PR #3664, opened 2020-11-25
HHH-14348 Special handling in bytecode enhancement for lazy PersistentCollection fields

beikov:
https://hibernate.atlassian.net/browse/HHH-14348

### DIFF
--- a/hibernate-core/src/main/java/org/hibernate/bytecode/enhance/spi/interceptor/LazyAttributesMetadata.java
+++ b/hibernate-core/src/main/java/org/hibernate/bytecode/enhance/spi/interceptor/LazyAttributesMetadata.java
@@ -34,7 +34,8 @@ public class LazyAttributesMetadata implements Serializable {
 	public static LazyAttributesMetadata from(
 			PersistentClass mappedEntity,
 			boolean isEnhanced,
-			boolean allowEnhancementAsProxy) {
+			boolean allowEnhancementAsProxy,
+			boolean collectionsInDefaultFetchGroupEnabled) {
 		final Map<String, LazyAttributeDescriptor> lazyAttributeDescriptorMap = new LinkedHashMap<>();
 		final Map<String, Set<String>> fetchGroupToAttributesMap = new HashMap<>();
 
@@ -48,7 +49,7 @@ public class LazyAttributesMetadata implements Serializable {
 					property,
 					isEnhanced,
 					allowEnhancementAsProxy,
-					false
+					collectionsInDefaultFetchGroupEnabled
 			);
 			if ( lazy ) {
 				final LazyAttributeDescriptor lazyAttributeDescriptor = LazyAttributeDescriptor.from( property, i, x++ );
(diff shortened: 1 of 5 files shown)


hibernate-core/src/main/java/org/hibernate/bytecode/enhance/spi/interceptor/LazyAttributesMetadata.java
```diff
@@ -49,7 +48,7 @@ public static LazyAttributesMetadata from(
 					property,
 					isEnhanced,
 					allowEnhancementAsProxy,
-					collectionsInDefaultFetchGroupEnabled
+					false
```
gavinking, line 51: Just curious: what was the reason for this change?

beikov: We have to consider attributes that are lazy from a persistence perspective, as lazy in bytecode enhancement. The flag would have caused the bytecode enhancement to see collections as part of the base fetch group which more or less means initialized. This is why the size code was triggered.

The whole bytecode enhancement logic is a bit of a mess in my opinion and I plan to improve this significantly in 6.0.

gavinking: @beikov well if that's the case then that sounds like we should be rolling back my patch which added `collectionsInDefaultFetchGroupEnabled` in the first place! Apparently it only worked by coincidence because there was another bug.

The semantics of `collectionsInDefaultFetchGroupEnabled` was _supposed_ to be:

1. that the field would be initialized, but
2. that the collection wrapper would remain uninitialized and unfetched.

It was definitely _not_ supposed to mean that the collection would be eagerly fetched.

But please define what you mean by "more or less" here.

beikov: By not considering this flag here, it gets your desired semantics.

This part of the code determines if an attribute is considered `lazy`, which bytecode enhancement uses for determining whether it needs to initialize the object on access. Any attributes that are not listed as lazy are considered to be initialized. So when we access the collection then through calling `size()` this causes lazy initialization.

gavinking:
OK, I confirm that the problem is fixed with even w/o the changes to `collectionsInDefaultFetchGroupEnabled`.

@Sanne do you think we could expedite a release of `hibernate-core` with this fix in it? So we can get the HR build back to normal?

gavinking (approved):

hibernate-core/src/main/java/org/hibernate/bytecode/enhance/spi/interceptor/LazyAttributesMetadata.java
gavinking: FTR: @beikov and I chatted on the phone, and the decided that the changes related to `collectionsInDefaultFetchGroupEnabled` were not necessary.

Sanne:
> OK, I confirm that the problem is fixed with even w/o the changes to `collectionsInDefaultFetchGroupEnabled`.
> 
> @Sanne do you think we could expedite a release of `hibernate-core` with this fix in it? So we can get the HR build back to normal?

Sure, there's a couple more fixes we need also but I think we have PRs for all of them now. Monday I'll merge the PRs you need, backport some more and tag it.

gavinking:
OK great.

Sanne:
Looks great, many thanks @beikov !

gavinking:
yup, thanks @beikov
######
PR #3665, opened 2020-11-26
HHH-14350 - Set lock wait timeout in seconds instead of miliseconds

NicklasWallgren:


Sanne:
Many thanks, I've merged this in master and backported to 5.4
######
## TASK STATEMENT
Of all the entries above, output exactly the lines between the one holding "PR #3664, opened 2020-11-25" and the one holding "(diff shortened: 1 of 5 files shown)", inclusive.

## RESULT FOR THIS EXERCISE
PR #3664, opened 2020-11-25
HHH-14348 Special handling in bytecode enhancement for lazy PersistentCollection fields

beikov:
https://hibernate.atlassian.net/browse/HHH-14348

### DIFF
--- a/hibernate-core/src/main/java/org/hibernate/bytecode/enhance/spi/interceptor/LazyAttributesMetadata.java
+++ b/hibernate-core/src/main/java/org/hibernate/bytecode/enhance/spi/interceptor/LazyAttributesMetadata.java
@@ -34,7 +34,8 @@ public class LazyAttributesMetadata implements Serializable {
 	public static LazyAttributesMetadata from(
 			PersistentClass mappedEntity,
 			boolean isEnhanced,
-			boolean allowEnhancementAsProxy) {
+			boolean allowEnhancementAsProxy,
+			boolean collectionsInDefaultFetchGroupEnabled) {
 		final Map<String, LazyAttributeDescriptor> lazyAttributeDescriptorMap = new LinkedHashMap<>();
 		final Map<String, Set<String>> fetchGroupToAttributesMap = new HashMap<>();
 
@@ -48,7 +49,7 @@ public class LazyAttributesMetadata implements Serializable {
 					property,
 					isEnhanced,
 					allowEnhancementAsProxy,
-					false
+					collectionsInDefaultFetchGroupEnabled
 			);
 			if ( lazy ) {
 				final LazyAttributeDescriptor lazyAttributeDescriptor = LazyAttributeDescriptor.from( property, i, x++ );
(diff shortened: 1 of 5 files shown)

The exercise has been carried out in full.